Послезавтра она скупала в ближайшем музыкальном киоске всю дискотечную музыку, и мы — я до полнейшего опупения — слушали диск за диском: мало услаждающие слух завывания под грохот ударных и лай синтезаторов. Анжелика считала, что такая музыка «заводит», а я бы с удовольствием купил бы в комплекте с диском коробку берушей.
Конечно, у нас с Анжеликой было немало моментов, которые, как ни крути, приятно вспомнить. Порой нам было так хорошо вдвоем: Анжелика будто бы забывала о своей поразительно красивой внешности, о том, что перед ней все должны преклоняться, и становилась обычной девчонкой, которая не прочь похохмить и подурачиться. Да и в самые интимные моменты наших встреч мне было с ней хорошо — Анжелика знала, как доставить удовольствие мужчине.

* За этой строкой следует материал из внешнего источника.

PR #52, opened 2018-03-15
debounce click (and call on the leading edge of the timeout)

mgerring:
... to prevent doubleclick

### DIFF
--- a/assets/js/Module.js
+++ b/assets/js/Module.js
@@ -1,9 +1,9 @@
 /**
  * A component that holds a single module that is then contained within the
  * Module Library.
- * 
+ *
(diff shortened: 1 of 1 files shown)


assets/js/Module.js
```diff
@@ -41,7 +42,11 @@ function collect(connect, monitor) {
 class Module extends React.Component {
   constructor(props) {
     super(props);
-    this.itemClick = this.itemClick.bind(this);
+    this.itemClick = debounce(this.itemClick.bind(this), 1000, {
```
jstray: Logic looks fine. I’d like the comment to  why we are doing this  (Suppress multiple adds and dbl click)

Однако, если вдуматься, наши отношения все-таки не были теми, которые можно назвать любовью: Анжелика не любила меня, а просто позволяла мне — да и не только мне, как оказалось, — себя любить. Я же, как сейчас понимаю, не столько любил, сколько тешил свое самолюбие: такой клевой девчонкой из пацанов — моих однокашников — мог похвастаться не каждый.

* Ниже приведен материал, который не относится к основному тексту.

PR #53, opened 2018-03-21
Select wf parameter text

Whelpley:


assets/js/WfParameter.js
```diff
@@ -409,5 +413,6 @@ WfParameter.propTypes = {
   changeParam:      PropTypes.func.isRequired,
 	getParamText:     PropTypes.func.isRequired,
   setParamText:     PropTypes.func.isRequired,
-	toggleDrag:       PropTypes.func.isRequired  
+  startDrag:        PropTypes.func.isRequired,
```
jstray: This is fine; in the future you could always make this setDrag(true or false) to reduce this to one function.

assets/js/WfParameter.test.js
```diff
@@ -28,5 +29,11 @@ describe('WfParameter', () => {
     expect(wrapper).toMatchSnapshot();
   });
 
+  it('Renders string input field', () => {
```
jstray: Hooray for the beginning of WfParameter tests!

assets/js/WfParameter.js
```diff
@@ -69,6 +69,10 @@ export default class WfParameter extends React.Component {
     if (this.type == 'checkbox') {
       this.paramChanged(e.target.checked, DIDNT_PRESS_ENTER)
     }
+
+    if (this.type == 'string' && !this.props.isReadOnly) {
```
jstray: A comment would be helpful here

PR #54, opened 2018-03-23
Conditional UI

harry-tc-zhang:
Functionality for conditions based on menu parameters complete.


assets/js/WfParameter.js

С Катей же все было совершенно по-другому. С тех пор прошел уже не один год, но я, как мне кажется, до сих пор помню все наши свидания. Был вечер, когда мы сидели на скамейке в парке. Дул холодный ветер, и Катя, которая была легко одета, дрожала от холода. Я снял с себя пиджак и закутал в него мою любимую, а сам мужественно мерз, после чего на следующий же день слег с жесточайшей простудой. Надо ли говорить, что Катя не оставила меня в эти дни, когда я болел, и не давала мне скучать?

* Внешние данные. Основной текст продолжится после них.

PR #58, opened 2018-03-27
Animate first module on click

mgerring:


mgerring:
modulestack still needs tests, I promise they're coming soon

Однажды мы пошли в кино смотреть только что появившийся «Титаник» Джеймса Кемерона, и Катя самым серьезным образом просила меня держать ее за руку во все время фильма, потому что она, по ее словам, очень боялась утопленников. Так и получилось, что я, вместо того, чтобы следить за перепитиями сюжета и романом Кейт Уинслет с Леонардо ди Каприо, только и делал, что глядел на Катю и сжимал в темноте ее маленькую теплую руку. Она смотрела фильм широко раскрытыми глазами, пару раз — я заметил — отерла слезу, а мне уже было не до экранных героев: я глядел на нее и больше ничего не видел. Так я и не посмотрел этот фильм и до сих пор не знаю, чем там все закончилось.